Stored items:
* * *

PR #813, opened 2021-12-01
[vNext Tokens] New and improved `FluentTheme`

mischreiber:
### Platforms Impacted
- [x] iOS
- [ ] macOS

### Description of changes

Now that we have discrete control tokens (#769), it's time to build out functionality for swapping them out at runtime.

_(Note: the eagle-eyed reviewer will recognize much of this code from #794. However, this adds full customizability for **all** tokens, including Global and Alias.)_

#### `TokenizedControl`

The newest protocol here is `TokenizedControl`, which defines how a control will expose its internal control tokens for mutation. Thus, a client can subclass a given control's token set and provide these tokens either directly on the `state` (when invoking from UIKit) or through a modifier on the `View` (in SwiftUI).

An example of this is now available in `ThemingDemoController`, which temporarily features a `CardNudge` in addition to its existing `Button` and `Avatar` instances.

#### `TokenSet`

In order to facilitate theming, `GlobalTokens` and `AliasTokens` have been refactored to allow for custom values. By default, these updated APIs will continue to return static values defined in enums (that will eventually be generated via the token pipeline). However, the new `TokenSet` base class allows for custom values to be set by a client. These overrides will be stored in a lazily-initialized dictionary, and returned if available.

#### `FluentTheme`

While some clients want to provide fully custom tokens for their controls, others simply want to apply a custom set of brand colors to the entire app, leaving other control tokens as they are. To facilitate this, a new protocol, `FluentTheme`, is available, and is piped through our tokens.

In a pure SwiftUI app, there is a simple view modifier called `fluentTheme(_:)` that can be applied to the root of the view hierarchy to be styled.

However, most of our clients are still UIKit-based. To facilitate this, this PR adds a new protocol, `FluentThemeable`, which this PR also applies to UIWindow. This allows us to "hang" a custom `FluentTheme` instantiation off a window. Now anyone with access to their window can also access the custom `FluentTheme` to be used for styling.

#### `ControlHostingContainer`

There's a moderate amount of glue code needed to connect the `Theme` and the SwiftUI controls being wrapped. This is a great opportunity to pull the creeping shared logic across our various UIKit wrappers into a single base class, `ControlHostingContainer`. This class will also contain the necessary logic to observe theme change events and use them to apply styling changes to the wrapped control view.

### Verification

This video demonstrates two important features:
- Dynamic runtime color swapping for all default-styled controls in a window.
- Specific per-control token customization which is not affected by window-level customization.

https://user-images.githubusercontent.com/4934719/139186179-c4f2944c-fb38-4c23-abff-505ac184dfd1.mp4

### Pull request checklist

This PR has considered:

###### Microsoft Reviewers: [Open in CodeFlow](https://portal.fabricbot.ms/api/codeflow?pullrequest=https://github.com/microsoft/fluentui-apple/pull/813)

### DIFF
--- a/ios/FluentUI.Demo/FluentUI.Demo/Demos/ThemingDemoController.swift
+++ b/ios/FluentUI.Demo/FluentUI.Demo/Demos/ThemingDemoController.swift
@@ -8,6 +8,10 @@ import UIKit
 
 class ThemingDemoController: DemoController {
 
+    // Store instances to keep from deallocating early
+    let cardNudge = MSFCardNudge(style: .outline, title: "Hello!")
+    let customCardNudge = MSFCardNudge(style: .outline, title: "Hello!")
+
     override func viewDidLoad() {
         super.viewDidLoad()
 
@@ -49,6 +53,12 @@ class ThemingDemoController: DemoController {
         avatarOutlinedPrimary.state.presence = .away
 
         addRow(items: [avatarAccent.view, avatarDefault.view, avatarOutlinedPrimary.view], itemSpacing: 20)
+
+        cardNudge.state.accentText = "I'm using the token pipeline!"
+        cardNudge.state.dismissButtonAction = { _ in
+        }
+
+        addRow(items: [cardNudge.view])
 
         container.addArrangedSubview(UIView())
 
@@ -98,21 +108,26 @@ class ThemingDemoController: DemoController {
 
         addRow(items: [customThemeAvatarAccent.view, customThemeAvatarDefault.view, customThemeAvatarOutlinedPrimary.view], itemSpacing: 20)
 
+        customCardNudge.state.tokens = CustomCardNudgeTokens()
+        customCardNudge.state.accentText = "I'm using the token pipeline!"
+        customCardNudge.state.dismissButtonAction = { _ in
+        }
+
+        addRow(items: [customCardNudge.view])
+
         container.addArrangedSubview(UIView())
     }
 
     func didPressOverrideThemeButton() {
         if let window = self.view.window {
             let greenThemeColorProviding = DemoColorGreenTheme()
-            let stylesheet = ColorProvidingStyle(colorProviding: greenThemeColorProviding,
-                                                 window: window)
-            FluentUIThemeManager.setStylesheet(stylesheet: stylesheet, for: window)
+            Colors.setProvider(provider: greenThemeColorProviding, for: window)
         }
     }
 
     func didPressResetThemeButton() {
         if let window = self.view.window {
-            FluentUIThemeManager.removeStylesheet(for: window)
+            Colors.removeProvider(for: window)
         }
     }
 }
@@ -188,5 +203,24 @@ open class CustomStyle: FluentUIStyle {
         open override var xLarge: CGFloat {
             return 0.0
         }
+    }
+}
+
+class CustomCardNudgeTokens: CardNudgeTokens {
+    let purplePrimary: ColorSet = ColorSet(light: 0x6227A7)
+    override var accentColor: ColorSet {
+        return purplePrimary
+    }
+    override var outlineColor: ColorSet {
+        return purplePrimary
+    }
+    override var subtitleTextColor: ColorSet {
+        return purplePrimary
+    }
+    override var textColor: ColorSet {
+        return purplePrimary
+    }
+    override var cornerRadius: CGFloat {
+        return 0.0
     }
 }
--- a/ios/FluentUI.Demo/FluentUI.Demo/Demos/ThemingDemoController.swift
+++ b/ios/FluentUI.Demo/FluentUI.Demo/Demos/ThemingDemoController.swift
@@ -108,7 +108,7 @@ class ThemingDemoController: DemoController {
 
         addRow(items: [customThemeAvatarAccent.view, customThemeAvatarDefault.view, customThemeAvatarOutlinedPrimary.view], itemSpacing: 20)
 
-        customCardNudge.state.tokens = CustomCardNudgeTokens()
+        customCardNudge.state.overrideTokens = CustomCardNudgeTokens()
         customCardNudge.state.accentText = "I'm using the token pipeline!"
         customCardNudge.state.dismissButtonAction = { _ in
         }
--- a/ios/FluentUI/Card Nudge/CardNudge.swift
+++ b/ios/FluentUI/Card Nudge/CardNudge.swift
@@ -41,8 +41,8 @@ public typealias CardNudgeButtonAction = ((_ state: MSFCardNudgeState) -> Void)
     /// Action to be dispatched by the dismiss ("close") button on the trailing edge of the control.
     @objc var dismissButtonAction: CardNudgeButtonAction? { get set }
 
-    /// Design token set to use when drawing this control.
-    @objc var tokens: CardNudgeTokens? { get set }
+    /// Design token set for this control, to use in place of the control's default Fluent tokens.
+    @objc var overrideTokens: CardNudgeTokens? { get set }
 }
 
 /// View that represents the CardNudge.
@@ -54,7 +54,7 @@ public struct CardNudge: TokenizedControl {
     @Environment(\.fluentTheme) var fluentTheme: FluentTheme
     @ObservedObject var state: MSFCardNudgeStateImpl
     var tokens: CardNudgeTokens {
-        let tokens = state.tokens ?? fluentTheme.tokens(for: self)
+        let tokens = state.overrideTokens ?? fluentTheme.tokens(for: self)
         tokens.style = state.style
         return tokens
     }
@@ -202,8 +202,8 @@ class MSFCardNudgeStateImpl: NSObject, ObservableObject, Identifiable, MSFCardNu
     /// Action to be dispatched by the dismiss ("close") button on the trailing edge of the control.
     @Published @objc public var dismissButtonAction: CardNudgeButtonAction?
 
-    /// Design token set to use when drawing this control.
-    @Published @objc public var tokens: CardNudgeTokens?
+    /// Design token set for this control, to use in place of the control's default Fluent tokens.
+    @Published @objc public var overrideTokens: CardNudgeTokens?
 
     @objc init(style: MSFCardNudgeStyle, title: String) {
         self.style = style
--- a/ios/FluentUI/Card Nudge/CardNudge.swift
+++ b/ios/FluentUI/Card Nudge/CardNudge.swift
@@ -47,14 +47,10 @@ public typealias CardNudgeButtonAction = ((_ state: MSFCardNudgeState) -> Void)
 
 /// View that represents the CardNudge.
 public struct CardNudge: TokenizedControl {
-    public static func defaultTokens() -> CardNudgeTokens {
-        return CardNudgeTokens()
-    }
-
     @Environment(\.fluentTheme) var fluentTheme: FluentTheme
     @ObservedObject var state: MSFCardNudgeStateImpl
     var tokens: CardNudgeTokens {
-        let tokens = state.overrideTokens ?? fluentTheme.tokens(for: self)
+        let tokens = state.overrideTokens ?? fluentTheme.tokens(for: self) ?? state.defaultTokens
         tokens.style = state.style
         return tokens
     }
@@ -204,6 +200,9 @@ class MSFCardNudgeStateImpl: NSObject, ObservableObject, Identifiable, MSFCardNu
 
     /// Design token set for this control, to use in place of the control's default Fluent tokens.
     @Published @objc public var overrideTokens: CardNudgeTokens?
+
+    /// Lazily initialized default token set.
+    lazy var defaultTokens: CardNudgeTokens = .init()
 
     @objc init(style: MSFCardNudgeStyle, title: String) {
         self.style = style
--- a/ios/FluentUI/Card Nudge/CardNudge.swift
+++ b/ios/FluentUI/Card Nudge/CardNudge.swift
@@ -63,7 +63,7 @@ public struct CardNudge: TokenizedControl {
     var icon: some View {
         if let icon = state.mainIcon {
             ZStack {
-                Circle()
+                RoundedRectangle(cornerRadius: tokens.circleRadius)
                     .frame(width: tokens.circleSize, height: tokens.circleSize)
                     .dynamicForegroundColor(tokens.buttonBackgroundColor)
                 Image(uiImage: icon)
@@ -127,7 +127,7 @@ public struct CardNudge: TokenizedControl {
                 .padding(.vertical, tokens.verticalPadding)
                 .dynamicForegroundColor(tokens.accentColor)
                 .background(
-                    RoundedRectangle(cornerRadius: .infinity)
+                    RoundedRectangle(cornerRadius: tokens.circleRadius)
                         .dynamicForegroundColor(tokens.buttonBackgroundColor)
                 )
             }
--- a/ios/FluentUI/Card Nudge/CardNudge.swift
+++ b/ios/FluentUI/Card Nudge/CardNudge.swift
@@ -46,11 +46,11 @@ public typealias CardNudgeButtonAction = ((_ state: MSFCardNudgeState) -> Void)
 }
 
 /// View that represents the CardNudge.
-public struct CardNudge: TokenizedControl {
+public struct CardNudge: TokenizedControlInternal {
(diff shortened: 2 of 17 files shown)


ios/FluentUI/Card Nudge/CardNudgeModifiers.swift
```diff
@@ -52,4 +52,9 @@ public extension CardNudge {
         return self
     }
 
+    /// Design token set to use when drawing this control.
+    func customTokens(_ tokens: CardNudgeTokens) -> CardNudge {
```
huwilkes, line 56: I'm a bit confused by the comment and the actual function. To me, the comment sounds like the function should be returning the tokens? But it returns the whole CardNudge.

ios/FluentUI/Card Nudge/CardNudge.swift
```diff
@@ -40,14 +40,24 @@ public typealias CardNudgeButtonAction = ((_ state: MSFCardNudgeState) -> Void)
...
 }
 
 /// View that represents the CardNudge.
-public struct CardNudge: View {
-    @Environment(\.theme) var theme: FluentUIStyle
-    @Environment(\.windowProvider) var windowProvider: FluentUIWindowProvider?
+public struct CardNudge: TokenizedControl {
+    public static func defaultTokens() -> CardNudgeTokens {
+        return CardNudgeTokens()
+    }
```
huwilkes, line 52: If the client is supposed to subclass the tokens, what's the point of having this? They're supposed to have their own class, right? Why do we need to provide a way to get the default? Is the idea is they could get a default token object, modify that, then pass that back in to the class? Are we just giving them two ways to have custom tokens?

huwilkes: Also, if the token class is open, why not just have them call the init for it themselves? Seems like we could get away with just overrideTokens in TokenizedControl. As long as we have an example of customizing the default tokens by initializing them and passing them in to the control somewhere in our demo app, we could avoid adding a public static function to all of our controls.

ios/FluentUI/Card Nudge/CardNudgeModifiers.swift
mischreiber: Ah yep that can be clarified.

ios/FluentUI/Card Nudge/CardNudge.swift
mischreiber: Thanks for pointing this out. I was just rethinking this part of the system this morning: I think it's a little more complicated than I'd like, but it's also a complicated problem in general.

There are three places that a component (e.g. `CardNudge`) can get tokens, in priority order:
1. A custom token set from the `overrideTokens` property on its `state`.
2. A custom token set from the current `FluentTheme` object.
3. The default token set provided by Fluent.

This function is part of the mechanism for fetching and cacheing option three inside the FluentTheme - you can see the callback mechanism inside `FluentTheme.tokens(for:)` that invokes this static method if no custom tokens are availble. But I think the set of back-and-forth callbacks between `FluentTheme` and its `TokenizedControl`s is hard to follow. I'll think about simpler alternatives, but I'm also open to suggestions if anything comes to mind!

ios/FluentUI/Core/Theme/Tokens/TokenSet.swift
```diff
@@ -4,7 +4,37 @@
...
+            if valueOverrides == nil {
+                valueOverrides = [:]
+            }
+            valueOverrides?[token] = value
+        }
+    }
+
+    /// Initializes this token set with a callback to fetch its default values as needed.
+    ///
+    /// - Parameter defaultValues: The closure that can be used to lazily fetch default token values as needed.
```
rdeassis, line 33: nit: Instead of using "lazily", how about clarifying that the closure provide static default values that will be provided in case no override is provided for that specific token?

ios/FluentUI/Extensions/UIColor+Extensions.swift
```diff
@@ -83,4 +58,89 @@ public extension UIColor {
...
+
+    /// Creates a dynamic color object that returns the appropriate color value based on the current
+    /// rendering context.
+    ///
+    /// - Parameter colorSet: The set of color values that may be applied based on the current context.
+    convenience init(colorSet: ColorSet) {
+        self.init { traits -> UIColor in
+            let colorValue = colorSet.value(colorScheme: (traits.userInterfaceStyle == .dark ? .dark : .light),
+                                            contrast: traits.accessibilityContrast == .high ? .increased : .standard,
+                                            isElevated: traits.userInterfaceLevel == .elevated ? true : false)
```
rdeassis, line 82: just `traits.userInterfaceLevel == .elevated` instead of the ternary operator?

ios/FluentUI/Extensions/UIColor+Extensions.swift
```diff
@@ -83,4 +58,89 @@ public extension UIColor {
...
+    /// Creates a UIColor from a single 32-bit integer value.
+    ///
+    /// - Parameter hexValue: Integer value, generally represented as hexadecimal (e.g. `0x0086F0`), to use to initialize this color.
+    ///     Must be formatted as ARGB. Note: we will not utilize the alpha channel.
+    convenience init(colorValue: ColorValue) {
+        self.init(
+            red: CGFloat((colorValue & 0xFF0000) >> 16) / 255.0,
+            green: CGFloat((colorValue & 0x00FF00) >> 8) / 255.0,
+            blue: CGFloat((colorValue & 0x0000FF) >> 0) / 255.0,
+            alpha: 1.0)
```
rdeassis, line 71: Please remind me: Why don't we support alpha in the ColorValue?

ios/FluentUI/Card Nudge/CardNudgeModifiers.swift
rdeassis: Yeah.. Probably better to document all parameters and return type to clarify that.

ios/FluentUI.Demo/FluentUI.Demo/Demos/ThemingDemoController.swift
```diff
@@ -190,3 +205,22 @@ open class CustomStyle: FluentUIStyle {
         }
     }
 }
+
+class CustomCardNudgeTokens: CardNudgeTokens {
+    let purplePrimary: ColorSet = ColorSet(light: 0x6227A7)
+    override var accentColor: ColorSet {
```
rdeassis, line 211: Why we don't use the TokenSet approach for the Control tokens in the instance based customization scenario as well?

ios/FluentUI.Demo/FluentUI.Demo/Demos/ThemingDemoController.swift
```diff
@@ -8,6 +8,10 @@ import UIKit
 
 class ThemingDemoController: DemoController {
 
+    // Store instances to keep from deallocating early
+    let cardNudge = MSFCardNudge(style: .outline, title: "Hello!")
+    let customCardNudge = MSFCardNudge(style: .outline, title: "Hello!")
```
rdeassis, line 13: Is there a sample where you could just override a specific token that would impact all instances of the CardNudge with no need to set the tokens in the state object?

mischreiber: Not at present, no. The closest we have is the changing of some global tokens in `Colors.swift`, but nothing yet at the "all instances of this control" level. Would need some additional testing UI to host that, while this PR has so far been just testing existing functionality.

ios/FluentUI.Demo/FluentUI.Demo/Demos/ThemingDemoController.swift
```diff
@@ -50,6 +54,12 @@ class ThemingDemoController: DemoController {
 
         addRow(items: [avatarAccent.view, avatarDefault.view, avatarOutlinedPrimary.view], itemSpacing: 20)
 
+        cardNudge.state.accentText = "I'm using the token pipeline!"
```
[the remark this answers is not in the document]
mischreiber: Minor regression in the latest iteration. Thanks for catching!

ios/FluentUI.Demo/FluentUI.Demo/Demos/ThemingDemoController.swift
mischreiber: Good question! Because a `TokenSet` mandates a consistent token type across its entire set, and by their nature Control tokens can have a variety of different token types.

As discussed offline, there is room for iteration on the Control token pattern, but that will be out of scope for this PR.

ios/FluentUI/Card Nudge/CardNudgeModifiers.swift
mischreiber: Do we want to do that for all modifiers on this (and all) controls? If so then that's gonna be a bit out of scope for this PR, but I can open a bug.

ios/FluentUI/Card Nudge/CardNudge.swift
```diff
@@ -40,20 +40,26 @@ public typealias CardNudgeButtonAction = ((_ state: MSFCardNudgeState) -> Void)
...
+        tokens.style = state.style
+        return tokens
+    }
 
     @ViewBuilder
     var icon: some View {
         if let icon = state.mainIcon {
             ZStack {
-                Circle()
+                RoundedRectangle(cornerRadius: tokens.circleRadius)
```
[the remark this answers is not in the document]
mischreiber: Oh sure! I was testing token overrides, and I noticed that globally setting all `borderRadius` values to 0 didn't change the circle to a square as I expected. Turns out we were hardcoding the circle instead of using the existing `circleRadius` token, so I took a quick targeted fix here and on the action button.

ios/FluentUI.Demo/FluentUI.Demo/Demos/ThemingDemoController.swift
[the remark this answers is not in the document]
mischreiber: Okay fixed it for now. I agree that I want a new, better test controller for theming; that said, this PR has gotten large enough already, so I'd like to wait for a separate one if that's okay with you? I can revert my stuff here and stand up the new one at the same time, with far more toggles.

Alternatively, I can add "change theme" to the nav bar for existing demo controllers, so each control can test its own themeability. I kinda like that approach myself, what about you?

ios/FluentUI.Demo/FluentUI.Demo/Demos/ThemingDemoController.swift
```diff
@@ -190,3 +205,22 @@ open class CustomStyle: FluentUIStyle {
         }
     }
 }
+
+class CustomCardNudgeTokens: CardNudgeTokens {
```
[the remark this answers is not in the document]
mischreiber: As mentioned above, I agree that we need the scenario, but I'm personally leaning towards putting theme overrides into a global dropdown that can be accessed from each demo controller. Thoughts?

ios/FluentUI/Extensions/UIColor+Extensions.swift
mischreiber: Limitation of the design token pipeline. Colors are pure web-style 24-bit hex, with alpha channels stored as separate tokens.

ios/FluentUI/Card Nudge/CardNudge.swift
mischreiber: FYI @huwilkes my response to your comment broke certain scenarios; the `FluentTheme` _needs_ to pre-configure the default tokens, to ensure they're referencing the correct `GlobalTokens` and `AliasTokens` instances.

My latest change 3b7f57a is an attempt at a compromise: there's no more public `defaultTokens()` method, but all tokens still pass through the `FluentTheme.tokens(for:)` API. Let me know if this version, along with the comments I added, make sense!

ios/FluentUI.Demo/FluentUI.Demo/Demos/ThemingDemoController.swift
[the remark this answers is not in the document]
mischreiber: Screen Shot 2021-12-02 at 11 27 07 AM

ios/FluentUI/Card Nudge/CardNudge.swift
huwilkes: Ah, gotcha. That makes sense. The new implementations look good to me, but the comment about the return of `func tokens<T: TokenizedControlInternal>(for control: T) -> T.TokenType` isn't right anymore. And `/// - Parameter control: The control to fetch controls for.` should be `/// - Parameter control: The control to fetch tokens for.`. And a nit: The three different tokens do have different priorities, but I'm not sure they're really in a queue. I think just "Priority for token retrieval" should work fine, though.

huwilkes (approved):

ios/FluentUI/Extensions/UIColor+Extensions.swift
mischreiber: Sure! I was just going for symmetry :)

ios/FluentUI/Core/Theme/Tokens/TokenSet.swift
mischreiber: Simplified this comment, and added a lengthier description about how that is expected to work.

ios/FluentUI/Card Nudge/CardNudge.swift
mischreiber: Great catch! Thanks, updated.

rdeassis (approved):
A consolidated note about topics that I believe to deserve a new ADO item under the feature or simply a discussion so we can reach a decision on which way to go about it:

- Demo Controller (new demos for overrides of global, alias, controls and per instance)
- Fonts in the global tokens (will be needed for tokenizing the remainder of the controls)
- Rename "state" to "configuration"
- Add alpha support to the ColorValue type

ios/FluentUI.Demo/FluentUI.Demo/Demos/ThemingDemoController.swift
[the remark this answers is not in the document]
rdeassis: > 

Just out of curiosity: What caused the regression?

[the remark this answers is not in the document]
mischreiber: Sure!

And the regression was from https://github.com/microsoft/fluentui-apple/pull/813/commits/32e37318fead61b92282c2d1c3a31f6d48c89cb6 which attempted to clean up some logic around fetching control tokens from the `FluentTheme` in response to feedback. Fixed it with https://github.com/microsoft/fluentui-apple/pull/813/commits/277d678db898e547d0b1da53038fbc9dbbf369a5.

ios/FluentUI/Core/Theme/Tokens/TokenizedControl.swift
```diff
@@ -0,0 +1,32 @@
...
+    ///
+    /// - Returns: A version of this control with these custom tokens applied.
+    func customTokens(_ tokens: TokenType) -> Self
+}
+
+/// Internal extension to `TokenizedControl` that adds information about `configuration`.
+protocol TokenizedControlInternal: TokenizedControl {
+    associatedtype ConfigurationType: ControlConfiguration where ConfigurationType.TokenType == TokenType
+
+    var state: ConfigurationType { get }
```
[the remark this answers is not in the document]
mischreiber: * Yep, it'll break things when this changes. I'll file a new task, but since I assume it'll come with this change I'm at least referring to the new protocols as `Configuration`. The property is still `state`.
* Yep, changing `state`=>`configuration` will be a big change, and won't be part of this PR (or indeed part of this branch at all, most likely).
* Good question. Our SwiftUI controls should be fine using Configuration, since there's no inheritance to worry about. UIKit will be trickier though, so we'll need to be careful about adding that name (though we've largely avoided that problem so far).

ios/FluentUI/Extensions/UIColor+Extensions.swift
mischreiber: I'll have to discuss with design; right now their intent is for opacity to be stored separately from the color, which should be sufficient for our needs. Let's sync offline to discuss the pros and cons of such an approach.

ios/FluentUI.Demo/FluentUI.Demo/Demos/ThemingDemoController.swift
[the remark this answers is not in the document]
mischreiber: That's great, and almost exactly what I'm picturing too! I'll get a task logged for that work.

* * *

YOUR OBJECTIVE
Transcribe the records above exactly, beginning at the line that contains "-127,7 +127,7 @@" and ending with the line that contains "huwilkes, line 56: I'm", both included, and nothing else.

WRITTEN SOLUTION
@@ -127,7 +127,7 @@ public struct CardNudge: TokenizedControl {
                 .padding(.vertical, tokens.verticalPadding)
                 .dynamicForegroundColor(tokens.accentColor)
                 .background(
-                    RoundedRectangle(cornerRadius: .infinity)
+                    RoundedRectangle(cornerRadius: tokens.circleRadius)
                         .dynamicForegroundColor(tokens.buttonBackgroundColor)
                 )
             }
--- a/ios/FluentUI/Card Nudge/CardNudge.swift
+++ b/ios/FluentUI/Card Nudge/CardNudge.swift
@@ -46,11 +46,11 @@ public typealias CardNudgeButtonAction = ((_ state: MSFCardNudgeState) -> Void)
 }
 
 /// View that represents the CardNudge.
-public struct CardNudge: TokenizedControl {
+public struct CardNudge: TokenizedControlInternal {
(diff shortened: 2 of 17 files shown)


ios/FluentUI/Card Nudge/CardNudgeModifiers.swift
```diff
@@ -52,4 +52,9 @@ public extension CardNudge {
         return self
     }
 
+    /// Design token set to use when drawing this control.
+    func customTokens(_ tokens: CardNudgeTokens) -> CardNudge {
```
huwilkes, line 56: I'm a bit confused by the comment and the actual function. To me, the comment sounds like the function should be returning the tokens? But it returns the whole CardNudge.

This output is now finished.